MICHAEL MUTHANDI KANGETHE v MWEKE NGUGI [2012] KEHC 5183 (KLR) | Stay Of Execution | Esheria

MICHAEL MUTHANDI KANGETHE v MWEKE NGUGI [2012] KEHC 5183 (KLR)

Full Case Text

REPUBLIC OF KENYA

IN THE HIGH COURT OF KENYA

AT NYERI

CIVIL APPEALNO. 17 OF 2010

MICHAEL MUTHANDI KANGETHE………........….….APPELLANT

Versus

MWEKE NGUGI…………….….……………….…...RESPONDENT

(Arising from thejudgment/decreeof the Senior Principal

Magistrate’s Court at Murang’a in Civil Suit No. 471 of 2006)

RULING

The application is a Notice of Motion brought under order 42 Rule 6(1) of the Civil Procedure Rules and section 1A and 3A of the Civil Procedure Act wherein the Applicant is seeking orders.

Thatthis honourable court be pleased to grant stay of execution of the judgment/decree of the lower Principal Magistrate’s court until the hearing and determination of this appeal.

It is based on the grounds that the Applicant has filed an appeal against the judgment of the PM’s court in Muranga PMCC. No. 471 of 2006 and that the said pending appeal has good and valid grounds on merit.

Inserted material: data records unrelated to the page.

PR #457, opened 2022-06-08
Revert on dirty bits (unused item parameters)

axic:
The goal here is to avoid having orders which look like ERC-721 items with a single byte difference (the `ItemType`), i.e. a `ItemType.NATIVE` order ignores the `token` and `identifier` fields and so it can be used to look like a ERC-721 token (such as BAYC).


0age:
This still needs a lint run, comments, and (importantly) tests to ensure full code coverage; going to merge this in to a new branch so we can finish prep before deciding whether to merge into main!

axic:
> Can you run yarn lint:fix and recommit?

I did but lint was fine on my side for some reason.

PR #458, opened 2022-06-08
perform overflow check on first fill

0age:


contracts/lib/OrderValidator.sol
```diff
@@ -282,6 +283,21 @@ contract OrderValidator is Executor, ZoneInteraction {
                 orderStatus.denominator = uint120(denominator);
             }
         } else {
+            // Use assembly to ensure fractional amounts are below max uint120.
+            assembly {
+                // Check numerator and denominator for uint120 overflow.
+                if or(gt(numerator, MaxUint120), gt(denominator, MaxUint120)) {
```
hrkrshnn, line 289: Is this possible?

leonardoalt: why not?

0age: Yeah on closer inspection, numerator and denominator on the AdvancedOrder struct are already uint120, so casting to uint256 should not change the fact that they cannot exceed uint120:
```solidity
struct AdvancedOrder {
    OrderParameters parameters;
    uint120 numerator;
    uint120 denominator;
    bytes signature;
    bytes extraData;
}
```

PR #459, opened 2022-06-08
Fix to reference Executor itemType

dmitriia:
Seaport C4 Contest, a fix to reference Executor itemType


Thro77le:
Also missed here:
https://github.com/ProjectOpenSea/seaport/blob/main/contracts/lib/Executor.sol#L276
https://github.com/ProjectOpenSea/seaport/blob/main/contracts/lib/Executor.sol#L329
https://github.com/ProjectOpenSea/seaport/blob/main/contracts/lib/Executor.sol#L380

dmitriia:
@0age @Thro77le Added the same for Executor

PR #461, opened 2022-06-08
Add invalid length fulfill order tests

stuckinaboot:
## Motivation

We have no tests for invalid length of consideration items in the calldata for `FulfillOrder`.

## Solution

Add fuzz tests for invalid length of consideration items in the calldata for `FulfillOrder`, where the tests check both
1. `fulfillOrder` does not revert when consideration items length is not modified
2. `fulfillOrder` does revert when consideration items length is modified (made smaller than the actual consideration items length)

Additionally, refactor the similar tests for fulfill basic order and abstract out the common logic between these new tests and those existing tests to live in `BaseOrderTest`, reducing redundant code

## Testing

`forge test --match-test testFulfillOrderRevertInvalidAdditionalRecipientsLength` all tests pass

`forge test --match-contract FulfillOrderTest` all tests pass
`forge test --match-contract FulfillBasicOrderTest` all tests pass


test/foundry/FulfillOrderTest.t.sol
```diff
@@ -510,6 +512,96 @@ contract FulfillOrderTest is BaseOrderTest {
         );
     }
 
+    function _performTestFulfillOrderRevertInvalidArrayLength(
```
stuckinaboot, line 515: This will be moved to `BaseOrderTest`

test/foundry/FulfillOrderTest.t.sol
```diff
@@ -510,6 +512,96 @@ contract FulfillOrderTest is BaseOrderTest {
...
+            consideration,
+            _order,
+            fulfillOrderCalldata,
+            0x60,
+            amountToSubtractFromConsiderationItemsLength
+        );
+
+        // Ensure consideration items length was properly changed.
+        assertEq(
+            _orderParameters.consideration.length,
```
stuckinaboot, line 599: This check relying on the current _orderParameters length works

test/foundry/FulfillOrderTest.t.sol
```diff
@@ -510,6 +512,100 @@ contract FulfillOrderTest is BaseOrderTest {
...
+                itemsLengthFieldOffset,
+                amtToSubtractFromItemsLength
+            );
+        }
+
+        uint256 finalItemsLength = _getLengthAtOffsetInOrderCalldata(
+            fulfillOrderCalldata,
+            itemsLengthFieldOffset
+        );
+        emit log_named_uint("lengt fooh", finalItemsLength);
```
stuckinaboot, line 552: @jameswenzel does this `finalItemsLength` read look reasonable? I'm getting the following emitted: `115792089237316195423570985008687907853269984665640564039457584007913129639935`

test/foundry/FulfillOrderTest.t.sol
```diff
@@ -510,6 +512,204 @@ contract FulfillOrderTest is BaseOrderTest {
...
+        (
+            Order memory _order,
+            OrderParameters memory _orderParameters,
+
+        ) = _prepareOrder(1, totalConsiderationItems);
+        _orderParameters.consideration[0].recipient = payable(
+            address(uint160(MAX_INT))
+        );
+        // Get the calldata that will be passed into fulfillOrder.
+        bytes memory fulfillOrderCalldata = abi.encodeWithSelector(
```
stuckinaboot, line 697: Here's the calldata

test/foundry/FulfillOrderTest.t.sol
```diff
@@ -510,6 +512,204 @@ contract FulfillOrderTest is BaseOrderTest {
...
+                        orderParamsOffset,
+                        add(considerationItemsOffsetValue, 0x40)
+                    )
+                )
+            )
+
+            // let absoluteLengthOffset := add(orderCalldata, relativeLengthOffset)
+            // length := mload(considerationItemsOffsetValue)
+        }
+        emit log_named_bytes32("output0", output0);
```
stuckinaboot, line 606: Emitting events

test/foundry/FulfillBasicOrderTest.t.sol
```diff
@@ -155,110 +153,32 @@ contract FulfillBasicOrderTest is BaseOrderTest, LowLevelHelpers {
...
-            _revertWithReasonIfOneIsReturned();
-
-            // Otherwise, revert with a generic error message.
-            revert();
-        }
+        _performTestFulfillOrderRevertInvalidArrayLength(
+            consideration,
+            myOrder,
+            fulfillOrderCalldata,
+            0x44,
```
stuckinaboot, line 166: I believe the offset of order parameters in the calldata appears to be at 0x24. However, both here and for FulfillOrderTest.t.sol, I had to use the actual offset of order parameters + 0x20 in order to get (a) the right output in my debug logs (e.g. `emit log_named_bytes32(...)`) (b) get the tests to pass

I'm guessing that's because the length of the calldata is 0x20, and that length field would be stored at the start of the calldata array but would not be printed.

@0age does this sound reasonable?

stuckinaboot: I added this comment, ideally we could clarify this `and 0x20 bytes until the start of order parameters` further but I don't have a good explanation

test/foundry/FulfillOrderTest.t.sol
```diff
@@ -510,6 +510,48 @@ contract FulfillOrderTest is BaseOrderTest {
...
+
+        _performTestFulfillOrderRevertInvalidArrayLength(
+            consideration,
+            _order,
+            fulfillOrderCalldata,
+            // Order parameters starts at 0xa4 relative to the start of the
+            // order calldata because the order calldata starts with 0x20 bytes
+            // for order calldata length, 0x04 bytes for selector, and 0x80
+            // bytes until the start of order parameters.
+            0xa4,
```
stuckinaboot, line 548: Would be good to clarify the 0x80 further but I don't have a good explanation, similar to above https://github.com/ProjectOpenSea/seaport/pull/461/files#r893103417

test/foundry/FulfillBasicOrderTest.t.sol
0age: first there's the function selector (0x00-0x04); then first word (0x04-0x24) is the offset of the OrderParameters struct; next word (0x24-0x44) is the fulfillerConduitKey; _then_ you've got the data for the order parameters at 0x44 in calldata

stuckinaboot: I'm confused, where does the fulfiller's conduit key get included here?
```
bytes memory fulfillOrderCalldata = abi.encodeWithSelector(
            consideration.fulfillBasicOrder.selector,
            _basicOrderParameters
        );
```

stuckinaboot: Resolved offline

PR #6, opened 2022-11-30
Fix build on Mac OS/libc++; allow setting build type

cataphract:


dgoffredo:
Thanks again for this contribution.

Recently, Caleb has experimented with building this library on his Macbook, but he found that another approach was needed. Then it turned out he didn't need to build this library on his Macbook after all.

I played around with a CMake-only libcurl build, but that had issues because it is unable to produce an archive (you only get `libcurl.so`).

For now, we will not support Darwin, but I will use this PR as a reference when we eventually do add support, somehow.

PR #12, opened 2022-12-14
Propagation changes in anticipation of W3C support

dgoffredo:
I'm reading through our internal RFC about adding support for W3C-style trace context propagation.

This pull request has changes in anticipation of that feature.


src/datadog/tracer_config.cpp
```diff
@@ -119,6 +122,134 @@ Expected<std::unordered_map<std::string, std::string>> parse_tags(
...
+        |
+    tsi |  x     x     x     x     warn
+        |
+    si  |  x     x     x     x     x
+  */
+  // In each pair, the first would be overridden by the second.
+  const std::pair<env::Variable, env::Variable> questionable_combinations[] = {
+           {ts, tse}, {ts, se},  {ts, tsi}, {ts, si},
+
+                      {se, tse}, /* ok */   /* ok */
```
cgilmour, line 180: Did formatting ruin the comments here a bit?

src/datadog/tracer_config.cpp
```diff
@@ -119,6 +122,134 @@ Expected<std::unordered_map<std::string, std::string>> parse_tags(
...
+    const auto var_name = name(var);
+    const auto var_name_override = name(var_override);
+    logger.log_error(Error{
+        Error::MULTIPLE_PROPAGATION_STYLE_ENVIRONMENT_VARIABLES,
+        warn_message(var_name, *value, var_name_override, *value_override)});
+  }
+
+  // Parse the propagation styles from the configuration and/or from the
+  // environment.
+  // Exceptions make this section simpler.
```
cgilmour, line 224: How would it look with error-handling instead of exceptions?

src/datadog/tracer_config.cpp
```diff
@@ -119,6 +122,134 @@ Expected<std::unordered_map<std::string, std::string>> parse_tags(
...
+  try {
+    const auto global_styles = styles_from_env(env::DD_TRACE_PROPAGATION_STYLE);
```
cgilmour, line 226: By this point, I'm wondering the value here of the macro aligning variable names with environment variable names.

src/datadog/tracer_config.cpp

The application is opposed by the Respondent and has filed grounds of opposition through the firm of C. Mwangi Gachichio as follows:

a.The application has no legal basis.

b.The said application has no full disclosure of all relevant facts and is also otherwise fatally defective.

c.The applicant has no arguable appeal.

d.The applicant has no appeal with any chances of success.

e.The applicant is frivolous, vexatious and is otherwise an abuse of the process of court.

f.The memorandum of appeal annexed to the application shows that the appeal is frivolous, vexatious and is otherwise an abuse of the process of court.

g.The application seeks to deny or delay the fruits of litigation to the respondent.

h.The application has no merit.

i.It is otherwise in the interests of justice that the application be denied.

The principles which govern this court in exercise of the jurisdiction in deciding applications for stay of execution pending appeal are set out under order 42 rule 6(2) to order for stay of execution shall be made under sub rule (1) unless:

(i)The court is satisfied that substantial loss may result to the applicant unless the order is made.

(ii)The application has been made without unreasonable delay.

(iii)Such security as the court may order from dire performance of such decree or order as may ultimately be binding on him has been given by the applicant.

Mr. Gachichio learned counsel for the Respondent has further submitted on the authority of OCEANIC VIEW HOTEL LTD vs KCB Civil Suit No. 241 of 2002 Mombasa [2002]2 KLR 338 that the court should look at all the circumstances including the merits of the appeal and that the applicant must satisfy two conditions.

Thatthe appeal or intended appeal is not frivolous and that the intended appeal if successful should be rendered nugatory if a stay of the order is not granted.

He submitted that the applicant has not met the stated conditions as no attempt was made by the same to show that the applicant has merit.

Has the application before this court met the conditions stated herein above for the grant of orders sought?

Has the Applicant shown that he will suffer substantial loss?

In answer to the above questions the applicant has deponed that the issue in the appeal involves a matter of title to land and that he is currently the registered proprietor of the suit land and the decree appealed against ordered that the registration of the plaintiff’ as the absolute registered owner of the suit land be cancelled and the Respondent be inserted as the absolute proprietor at the appellants costs. To my mind should the Respondent proceed with execution and transfer the title into her name and it later turn out on appeal that the applicant was right then the said title can still be cancelled and the land registered into the Appellants name.

I therefore see no prejudice that will be suffered by the Appellant should the Respondent proceed with execution herein as the exercise can be reversed should the appeal succeed. It was submitted by Mr. Kimani and rightly so that at this stage what is being challenged is the title deed in the name of the appellant.

The other issue which the court must look at is as to whether the application has been made without unreasonable delay. I have noted that the order/decree appealed against was made on 15th January 2010 and the application before this court filed on 19th November 2011. No explanation has been offered by the Appellant for the delay in filing the application for stay and in my view this delay is inordinate.

I am therefore of the considered opinion upon the submissions herein that the application has no merit and is therefore    dismissed with costs to the Respondent.

Dated and delivered at Nyeri this 10th day of February 2012.